Every line of the material that holds "values" should be counted; give the number and nothing more.

--- START ---

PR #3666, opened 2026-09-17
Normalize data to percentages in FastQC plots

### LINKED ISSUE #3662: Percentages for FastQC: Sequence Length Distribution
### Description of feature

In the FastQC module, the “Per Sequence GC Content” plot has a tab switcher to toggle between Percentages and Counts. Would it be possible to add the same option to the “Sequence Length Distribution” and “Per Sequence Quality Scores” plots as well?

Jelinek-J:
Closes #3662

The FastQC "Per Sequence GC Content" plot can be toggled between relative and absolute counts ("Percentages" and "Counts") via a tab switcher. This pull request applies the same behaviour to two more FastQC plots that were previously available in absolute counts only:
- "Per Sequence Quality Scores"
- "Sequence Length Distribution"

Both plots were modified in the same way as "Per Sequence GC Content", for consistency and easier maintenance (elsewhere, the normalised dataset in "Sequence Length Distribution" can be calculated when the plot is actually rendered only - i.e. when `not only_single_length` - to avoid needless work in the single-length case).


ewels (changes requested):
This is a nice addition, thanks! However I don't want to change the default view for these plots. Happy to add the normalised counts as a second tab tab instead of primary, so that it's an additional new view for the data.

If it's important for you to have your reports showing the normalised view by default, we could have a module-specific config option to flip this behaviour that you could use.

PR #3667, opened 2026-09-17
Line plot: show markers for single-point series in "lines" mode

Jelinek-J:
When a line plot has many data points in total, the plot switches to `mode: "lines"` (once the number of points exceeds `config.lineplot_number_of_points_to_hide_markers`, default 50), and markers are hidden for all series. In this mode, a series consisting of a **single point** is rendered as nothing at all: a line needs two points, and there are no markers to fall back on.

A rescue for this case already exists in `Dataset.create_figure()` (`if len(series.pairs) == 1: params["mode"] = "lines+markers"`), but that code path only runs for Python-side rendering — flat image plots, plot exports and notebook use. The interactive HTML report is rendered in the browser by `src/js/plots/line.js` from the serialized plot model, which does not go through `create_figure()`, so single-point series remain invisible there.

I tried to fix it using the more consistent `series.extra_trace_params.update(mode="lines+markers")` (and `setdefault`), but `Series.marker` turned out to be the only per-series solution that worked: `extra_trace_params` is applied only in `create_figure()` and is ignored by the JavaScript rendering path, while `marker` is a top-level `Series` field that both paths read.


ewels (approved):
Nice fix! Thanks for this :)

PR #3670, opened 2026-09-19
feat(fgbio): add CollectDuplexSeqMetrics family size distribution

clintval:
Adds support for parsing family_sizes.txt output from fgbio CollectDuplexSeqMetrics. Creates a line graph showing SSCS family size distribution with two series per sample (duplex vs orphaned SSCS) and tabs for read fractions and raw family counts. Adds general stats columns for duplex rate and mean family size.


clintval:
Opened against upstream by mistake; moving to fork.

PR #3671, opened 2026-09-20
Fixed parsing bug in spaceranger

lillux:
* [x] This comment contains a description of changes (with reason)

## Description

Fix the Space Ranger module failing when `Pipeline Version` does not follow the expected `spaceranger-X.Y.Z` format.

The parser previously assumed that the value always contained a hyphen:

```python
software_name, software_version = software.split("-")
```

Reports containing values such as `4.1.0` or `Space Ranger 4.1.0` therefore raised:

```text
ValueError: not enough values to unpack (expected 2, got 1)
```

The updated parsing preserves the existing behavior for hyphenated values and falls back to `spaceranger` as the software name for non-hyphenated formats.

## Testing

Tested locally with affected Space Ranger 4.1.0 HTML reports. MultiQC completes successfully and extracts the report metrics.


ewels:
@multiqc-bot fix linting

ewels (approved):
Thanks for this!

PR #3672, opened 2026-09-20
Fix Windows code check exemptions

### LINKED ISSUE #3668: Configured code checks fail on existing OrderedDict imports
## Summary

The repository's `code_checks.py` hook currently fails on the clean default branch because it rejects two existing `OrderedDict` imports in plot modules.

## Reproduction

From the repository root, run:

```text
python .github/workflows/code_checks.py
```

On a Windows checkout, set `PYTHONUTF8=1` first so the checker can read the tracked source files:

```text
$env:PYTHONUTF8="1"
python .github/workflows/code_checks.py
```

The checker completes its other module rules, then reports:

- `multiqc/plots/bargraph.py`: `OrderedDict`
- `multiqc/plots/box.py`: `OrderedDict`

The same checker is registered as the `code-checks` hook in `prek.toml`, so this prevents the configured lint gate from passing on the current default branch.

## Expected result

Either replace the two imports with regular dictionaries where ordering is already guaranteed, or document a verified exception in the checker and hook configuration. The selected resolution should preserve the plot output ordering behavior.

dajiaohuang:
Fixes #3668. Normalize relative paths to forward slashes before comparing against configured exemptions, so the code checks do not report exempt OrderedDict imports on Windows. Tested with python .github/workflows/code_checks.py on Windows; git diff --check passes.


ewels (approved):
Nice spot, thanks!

--- END ---
--- START ---

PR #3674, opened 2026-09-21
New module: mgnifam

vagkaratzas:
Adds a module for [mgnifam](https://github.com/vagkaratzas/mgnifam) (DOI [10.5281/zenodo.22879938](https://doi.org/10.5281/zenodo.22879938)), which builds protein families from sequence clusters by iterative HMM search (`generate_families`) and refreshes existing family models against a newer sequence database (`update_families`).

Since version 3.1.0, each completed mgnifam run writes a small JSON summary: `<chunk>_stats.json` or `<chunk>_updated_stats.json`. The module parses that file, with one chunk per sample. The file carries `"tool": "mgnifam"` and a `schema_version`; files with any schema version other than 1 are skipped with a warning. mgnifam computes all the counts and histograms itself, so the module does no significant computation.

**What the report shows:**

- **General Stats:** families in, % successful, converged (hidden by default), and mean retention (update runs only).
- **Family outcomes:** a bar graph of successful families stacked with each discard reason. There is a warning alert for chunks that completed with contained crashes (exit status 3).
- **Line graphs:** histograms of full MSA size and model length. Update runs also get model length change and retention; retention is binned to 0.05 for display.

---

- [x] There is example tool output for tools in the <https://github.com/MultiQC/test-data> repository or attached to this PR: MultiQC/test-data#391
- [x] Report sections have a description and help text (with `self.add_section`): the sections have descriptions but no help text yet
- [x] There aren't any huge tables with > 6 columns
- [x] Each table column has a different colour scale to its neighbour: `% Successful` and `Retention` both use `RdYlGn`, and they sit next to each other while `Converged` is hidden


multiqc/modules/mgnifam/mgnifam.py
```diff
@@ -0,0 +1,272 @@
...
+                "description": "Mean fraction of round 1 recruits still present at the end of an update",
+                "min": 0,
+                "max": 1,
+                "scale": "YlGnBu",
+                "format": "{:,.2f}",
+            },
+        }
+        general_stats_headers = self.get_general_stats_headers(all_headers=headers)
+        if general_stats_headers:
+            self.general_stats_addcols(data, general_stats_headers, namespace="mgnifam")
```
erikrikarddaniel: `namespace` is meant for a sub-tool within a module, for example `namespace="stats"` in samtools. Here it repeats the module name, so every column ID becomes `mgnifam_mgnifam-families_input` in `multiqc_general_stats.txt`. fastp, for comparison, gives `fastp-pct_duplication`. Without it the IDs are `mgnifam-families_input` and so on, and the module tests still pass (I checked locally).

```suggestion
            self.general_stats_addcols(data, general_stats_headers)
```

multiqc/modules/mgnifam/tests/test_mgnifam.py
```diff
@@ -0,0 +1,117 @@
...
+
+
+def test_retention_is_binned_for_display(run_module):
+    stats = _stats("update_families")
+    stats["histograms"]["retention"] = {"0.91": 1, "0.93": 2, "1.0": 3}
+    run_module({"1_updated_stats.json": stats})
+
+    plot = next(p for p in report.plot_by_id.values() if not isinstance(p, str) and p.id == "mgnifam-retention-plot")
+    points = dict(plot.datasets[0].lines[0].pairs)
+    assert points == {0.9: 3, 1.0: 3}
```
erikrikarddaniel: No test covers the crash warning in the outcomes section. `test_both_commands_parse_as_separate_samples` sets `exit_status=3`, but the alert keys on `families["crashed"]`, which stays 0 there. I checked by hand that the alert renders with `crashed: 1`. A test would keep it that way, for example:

--- END ---

> [FINISHED TASK]
4